**Material supplied:**
Issue #217, opened 2016-03-14
Restore ctypes implementation for OS X backend


jaraco:
There have been several issues relating to the implementation of the OS X Keyring delegating to the security command:
- #215 Tests fail intermittently on OS X
- #145 Password exposure through process listing on OS X
- #144 Keyring access control on OS X

Additionally, there are other unreported issues, such as the workaround for #145 only working for some passwords but not others.

As a result, I've started work on a pure ctypes implementation in the [osx-api branch](https://github.com/jaraco/keyring/commits/osx-api). 

Subsequently, there are several issues that should be revisited before reverting back to a CFFI or ctypes interface:
- This current implementation drops support added in #73, which would have to be restored (or explicitly dropped).
- Confirm reasonable virtualenv behavior, respecting #13 OSX install broken when using virtualenvs.
- Confirm that there's no regression w.r.t. #11 Should not use login.keychain on OSX.

My plan is to address these issues and run the branch version locally for some time to understand the impacts of these changes. I welcome others to do the same or provide feedback.

copumpkin:
I was about to file a bug on exactly this, since it seemed pretty bad that the permission was coming from `security` (i.e., #144). A thousand :+1: from me.

jaraco:
> This current implementation drops support added in #73, which would have to be restored (or explicitly dropped).

Given the non-response to the release of keyring 2.1 in #10 and #73, I'm not even sure that feature was ever used. To complicate matters, the API is not congruent, [requiring many more parameters](https://github.com/jaraco/keyring/blob/dc793d1/keyring/backends/_OS_X_API.py#L47-L65) than the generic password counterpart. I'm going to add a warning to the released versions to see if there are any users relying on this functionality.

jaraco:
> Confirm reasonable virtualenv behavior, respecting #13 OSX install broken when using virtualenvs.

I've confirmed that keyring does work naturally in Python 3 venv environments, and in `virtualenv` environments, the user is prompted to Allow or Deny or Always Allow "python" to access the keyring. In other words, this change fixes #144 and regresses w.r.t. #13. Overall, I think the change is beneficial, especially in light of copumpkin's endorsement. It's clear that a backward-incompatible release will be necessary, however.

jaraco:
> Confirm that there's no regression w.r.t. #11 Should not use login.keychain on OSX.

This is now done, with the default keyring now being honored by default.

jaraco:
[...]

PR #394, opened 2019-06-18
Made username optional with get commands

joshua-johnson-cfa:
On OS_X and SecretService, I've implemented some logic to make the username parameter optional in get_password/get_credential. Also the get password function on OS_X will check the service name to see if it should use find_generic or find_internet.

### DIFF
--- a/keyring/backend.py
+++ b/keyring/backend.py
@@ -127,9 +127,10 @@ class KeyringBackend(metaclass=KeyringBackendMeta):
         returned username.
         """
         # The default implementation requires a username here.
-        cred = self.get_password(service, username)
-        if cred['password'] is not None:
-            return credentials.SimpleCredential(cred['username'], cred['password'])
+        if username is not None:
+            password = self.get_password(service, username)
+            if password is not None:
+                return credentials.SimpleCredential(username, password)
         return None
 
 
--- a/keyring/backend.py
+++ b/keyring/backend.py
@@ -127,10 +127,9 @@ class KeyringBackend(metaclass=KeyringBackendMeta):
         returned username.
         """
         # The default implementation requires a username here.
-        if username is not None:
-            password = self.get_password(service, username)
-            if password is not None:
-                return credentials.SimpleCredential(username, password)
+        cred = self.get_password(service, username)
+        if cred['password'] is not None:
+            return credentials.SimpleCredential(cred['username'], cred['password'])
         return None
 
 
--- a/keyring/backends/OS_X.py
+++ b/keyring/backends/OS_X.py
@@ -45,14 +45,11 @@ class Keyring(KeyringBackend):
 
     def get_password(self, service, username):
         creds={}
+        type = get_service_type(service)
         if (not username):
-            prompt = "find-generic-password"
-            
-            if (service.find(".com")>=0):
-                prompt = "find-internet-password"
             
             output = execute(
-                    'security 2>&1 '+prompt+' -g -s '+service,
+                    'security 2>&1 '+type+' -g -s '+service,
                     lambda x: "",
                     lambda x: "",
                     ignore_exit_codes=True
@@ -65,7 +62,7 @@ class Keyring(KeyringBackend):
 
         else:
             try:
-                if (service.find(".com")>=0):
+                if (type == "find-internet-password"):
                     creds['password'] = api.find_internet_password(self.keychain, service, username)
                 else:
                     creds['password'] = api.find_generic_password(self.keychain, service, username)
@@ -159,3 +156,9 @@ def execute(cmds, stdout_cb, stderr_cb, env=None, ignore_exit_codes=False, print
 def find_key(fn, out):
     match = fn(out)
     return match and match.group(1)
+
+def get_service_type(service):
+    """Helper function to determin what type of password to look up"""
+    if ("https://" in service or "http://" in service):
+        return "find-internet-password"
+    return "find-generic-password"
--- a/keyring/backends/OS_X.py
+++ b/keyring/backends/OS_X.py
@@ -46,21 +46,29 @@ class Keyring(KeyringBackend):
     def get_password(self, service, username):
         creds={}
         if (not username):
+            prompt = "find-generic-password"
+            
+            if (service.find(".com")):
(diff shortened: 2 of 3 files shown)


jaraco:
Sorry about the issues with the linter. I've [reported that issue with the linter](https://github.com/tholo/pytest-flake8/issues/42#issuecomment-504549459) so that will I hope be addressed in the future.

In the meantime, I'll review what I can of the code.

keyring/backend.py
```diff
@@ -127,10 +127,9 @@ def get_credential(self, service, username):
         returned username.
         """
         # The default implementation requires a username here.
-        if username is not None:
-            password = self.get_password(service, username)
-            if password is not None:
-                return credentials.SimpleCredential(username, password)
+        cred = self.get_password(service, username)
```
jaraco: I don't think this code will work across all backends. The interface for `.get_password` is to return a text string. The whole point of `get_credential` was to allow backends to retrieve a credential for a service without supplying a username. See the WinVaultKeyring for a non-fallback implementation of `get_credential`. Perhaps that's the method you wish to override in the macOS and Linux backends.

keyring/backends/OS_X.py
```diff
@@ -41,17 +44,40 @@ def set_password(self, service, username, password):
...
-        except api.Error as e:
-            raise KeyringError("Can't get password from keychain: " "{}".format(e))
+            find_passwd = re.compile('password: "([^"]+)"').search
+            find_user = re.compile('"acct"<blob>="([^"]+)"').search
+            creds['username'] = find_key(find_user, output)
+            creds['password'] = find_key(find_passwd, output)
+
+        else:
+            try:
+                if (service.find(".com")>=0):
```
jaraco: I'm pretty sure `.com` isn't a suitable indicator of whether a service represents an internet address.

keyring/backends/OS_X.py
```diff
@@ -41,17 +44,40 @@ def set_password(self, service, username, password):
             raise PasswordSetError("Can't store password on keychain: " "{}".format(e))
 
     def get_password(self, service, username):
-        if username is None:
-            username = ''
+        creds={}
+        if (not username):
+            prompt = "find-generic-password"
+            
+            if (service.find(".com")>=0):
```
jaraco: This logic looks like a copy/paste of line 68 below. Probably this functionality should be its own function or method with a docstring explaining the purpose.

keyring/backends/OS_X.py
```diff
@@ -41,17 +44,40 @@ def set_password(self, service, username, password):
...
+                prompt = "find-internet-password"
+            
+            output = execute(
```
jaraco, line 51: This backend seeks not to use the `security` executable to perform its duties, but instead perform its duties with the C APIs... and I definitely want to avoid mixing the two techniques. Can you accomplish the same thing with the APIs (either as implemented or by extending the ctypes adapters)?

jaraco (changes requested):
My comments above describe the changes I'm seeking.  If you can implement this without invoking subprocesses and without altering the base class or `get_password` interfaces, I think this could be an acceptable change. Thanks for working on it. Let me know if I can provide more guidance or clarity.

keyring/backend.py
joshua-johnson-cfa: I agree, I was going about this the wrong way. Restored this back to original logic.

keyring/backends/OS_X.py
joshua-johnson-cfa: I agree, that was a highly insufficient solution. I'll instead check for https or http

keyring/backends/OS_X.py
joshua-johnson-cfa: This is where I'm struggling. I've been scouring Apple's developer documentation for keychain, but of course its all in Objective-C so its only helpful to a certain point. I've been trying two separate approaches, so far neither have been successful.

Approach 1:
Currently you're using `SecKeychainFindGenericPassword` or `SecKeychainFindInternetPassword`. to retrieve the password. If an empty string is passed into the function for the username, the function still returns the password for the specified service, but not the corresponding username. Seeing that the last paramater of this function is an "itemRef" I tried passing this into `SecKeychainItemCopyAttributesAndData` and playing around with this function but the best I was able to do was return the password again.

Approach 2:
I noticed from Apple's documentation that `SecKeychainFindGenericPassword` is a legacy function and that they now recommend the use of `SecItemCopyMatching` which appears to be able to return a reference to all items associated with a keychain entry so in theory this seemed like the most logical approach, however I have thus far been unable to implement this successfully. It starts to get super messy trying when trying to cast things to the expected CF types.

joshua-johnson-cfa: Just out of curiosity what advantages do you find in having it implemented using the C APIs as opposed to executing the security shell commands?

jaraco: > what advantages do you find in having it implement using the C APIs?

See the description for #217, which details the motivations.

> I've been trying two separate approaches.

Thanks for detailing the attempts. I'll try to set some time aside in the future to explore the possibilities. The second approach sounds more stable long-term.

jaraco (commented):
Just following up on the conversation above.

keyring/backends/OS_X.py
jaraco: > `SecKeychainFindGenericPassword` is a legacy function

I confirmed that `SecKeychainFindGenericPassword` is indeed listed under [Legacy Password Storage](https://developer.apple.com/documentation/security/keychain_services/keychain_items?language=objc#1659107), referencing [Keychain Item Search](https://developer.apple.com/documentation/security/keychain_services/keychain_items?language=objc#1662299) (`SecItemCopyMatching`) as the replacement.

jaraco: I've created #400 to explore Approach 2. I still think Approach 1 has some merit, but I don't know when I'll find the time to flesh it out. My instinct, given the Legacy status, is to focus on Approach 2.

jaraco:
Since this PR is fraught with challenges, I'm going to close it, acknowledging that we may want to revisit the proposal once a mechanism for retrieving the username can be achieved.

**About this task:**
Set down exactly the lines from the start of the records to the line with "As a result, I've". Include that line, and add nothing more.

**Task result:**
Issue #217, opened 2016-03-14
Restore ctypes implementation for OS X backend


jaraco:
There have been several issues relating to the implementation of the OS X Keyring delegating to the security command:
- #215 Tests fail intermittently on OS X
- #145 Password exposure through process listing on OS X
- #144 Keyring access control on OS X

Additionally, there are other unreported issues, such as the workaround for #145 only working for some passwords but not others.

As a result, I've started work on a pure ctypes implementation in the [osx-api branch](https://github.com/jaraco/keyring/commits/osx-api). 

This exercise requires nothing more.